I think it is a good habit, to use (and reserve) one-letter variable like i,j,k always for indices of loops, vectors etc. I take $N$ for the (N)umber-of-odd-steps

nj(N)=3^N*frac((2^N*3^(2^(ceil(N*beta)-N-2)))
      /(2^ceil(N*beta)*3^N))-2^N/2^ceil(N*beta)

n0(N)=2^ceil(N*beta)*
         frac((2^N*3^(2^(ceil(N*beta)-N-2)))
          /(2^ceil(N*beta)*3^N))-1

Now a new constant internal to your function which captures the repeated "ceil()"-expression. I use "S" for it, the number of even steps, or (S)um of exponents of 2. This is depending on the argument of your function and must be computed inside your function as a local constant:

nj(N)=my(S=ceil(N*beta));
      3^N*frac((2^N*3^(2^(S-N-2)))/(2^S*3^N))-2^N/2^S

n0(N)=my(S=ceil(N*beta));
      2^S*frac((2^N*3^(2^(S-N-2)))/(2^S*3^N))-1

Next, another local constant with letter $B$, because I've to use often the difference $S-N=B$ and cancel $2^S/2^N = 2^B$

nj(N)=my(S=ceil(N*beta),B=S-N);
      3^N    * frac(3^(2^(B-2)-N) /2^B )  -  1/2^B

n0(N)=my(S=ceil(N*beta),B=S-N);
      2^S    * frac(3^(2^(B-2)-N) /2^B )   - 1

Finally two more improvements are possible.
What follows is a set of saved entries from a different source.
Issue #2061, opened 2025-02-16
SSLClient get connection server certificate without redoing lib work


urosg80:
As I understand to get the server certificate for a SSLClient request I can use set_server_certificate_verifier and use my own function but I must then redo all the server certificate validation that is normally done inside the lib.

Is there another way?

yhirose:
@urosg80 As you mentioned, once we use set_server_certificate_verifier, then it skips the normal verification in cpp-httplib and we are totally responsible for the verification... Here is the code.

https://github.com/yhirose/cpp-httplib/blob/748f47b3772d39b9c8705fc636b2530d13c7f13c/httplib.h#L9626-L9653

If we want to do both our manual check and the built-in check, this code needs to be adjusted.

You can find the background of this method at https://github.com/yhirose/cpp-httplib/issues/1431.

urosg80:
Yes I found the reference and the code responsible inside the library to do the verification but to avoid code duplication I implemented a simple change to the "server_certificate_verifier" signature and built-in verification code part.

#https://github.com/urosg80/cpp-httplib/commit/c27d1fdbb579f0e6690bb20bbae2d38ececcb362

if you think this could be usable for others I can publish a pull request

yhirose:
@urosg80 yes, it's useful to others! Could you please send a pull request for the change?

urosg80:
pull request published #2064

yhirose:
#2064 has been merged.

PR #2064, opened 2025-02-17
server_certificate_verifier extended to reuse built-in verifier

urosg80:
#2061 https://github.com/yhirose/cpp-httplib/issues/2061

### DIFF
--- a/httplib.h
+++ b/httplib.h
@@ -435,6 +435,12 @@ private:
 
 } // namespace detail
 
+enum SSLVerifierResponse {
+  Verified, // connection certificate is verified and accepted
+  CheckAgain, // use the built-in certificate checker again
+  Declined // connection certificate was process but is declined
+};
+
 enum StatusCode {
   // Information responses
   Continue_100 = 100,
@@ -1483,7 +1489,7 @@ public:
 #ifdef CPPHTTPLIB_OPENSSL_SUPPORT
   void enable_server_certificate_verification(bool enabled);
   void enable_server_hostname_verification(bool enabled);
-  void set_server_certificate_verifier(std::function<bool(SSL *ssl)> verifier);
+  void set_server_certificate_verifier(std::function<SSLVerifierResponse(SSL *ssl)> verifier);
 #endif
 
   void set_logger(Logger logger);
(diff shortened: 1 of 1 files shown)


httplib.h
```diff
@@ -435,6 +435,12 @@ struct scope_exit {
 
 } // namespace detail
 
+enum SSLVerifierResponse {
+  Verified, // connection certificate is verified and accepted
+  CheckAgain, // use the built-in certificate checker again
+  Declined // connection certificate was process but is declined
+};
```
falbrechtskirchinger, line 442: Might I suggest different names:

```cpp
enum SSLVerifierResponse {
  NoDecisionMade,        // no decision has been made, use built-in certificate verifier
  CertificateAccepted,   // connection certificate is verified and accepted
  CertificateRejected    // connection certificate was processed but is rejected
};
```

Also, order `NoDecisionMade` to the top. It makes more sense to be the default enum value and is certainly less dangerous than `CertificateAccepted`.

Just two cents from a random contributor...

httplib.h
```diff
@@ -9623,12 +9629,20 @@ inline bool SSLClient::initialize_ssl(Socket &socket, Error &error) {
...
-            if (!server_certificate_verifier_(ssl2)) {
-              error = Error::SSLServerVerification;
-              return false;
-            }
-          } else {
+          // set default status to CheckAgain
+          SSLVerifierResponse verificationStatus = SSLVerifierResponse::CheckAgain;
+
+          if (server_certificate_verifier_) 
+            verificationStatus = server_certificate_verifier_(ssl2);
```
falbrechtskirchinger, line 9636: This code base uses curlies even around single statements. Also, please run `clang-format`. This PR would fail #2062.

falbrechtskirchinger (commented):
Two notes. Not sure how @yhirose is going to feel about changing public API.

httplib.h
urosg80: Proposed change I think is not bad, will update PR.

But since I first posted #2061 and asked if I should publish PR and got an "OK" from @yhirose I think it should be OK to be proposing public API change, although not a major one IMHO; final decision is still his.

httplib.h
```diff
@@ -9623,12 +9634,20 @@ inline bool SSLClient::initialize_ssl(Socket &socket, Error &error) {
         }
 
         if (server_certificate_verification_) {
+          SSLVerifierResponse verification_status_ =
```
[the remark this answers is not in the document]
urosg80: done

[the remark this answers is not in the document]
urosg80: sorry, missed that; fixed

yhirose:
@urosg80 the code looks good. Thanks for your contribution!

urosg80:
> @urosg80 the code looks good. Thanks for your contribution!

Great and thank you for the great library!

One is the avoiding of intermediate gigantic numbers like $3^{2^B}$ by putting cancellations into the exponents, and second, the common expression of the frac() into an own function - to make sure the reader sees immediately, that it is the same term in both functions:

beta = log(3)/log(2)
fr(N,B)=  frac(2^(  beta*(2^(B-2)-N)  - B  ))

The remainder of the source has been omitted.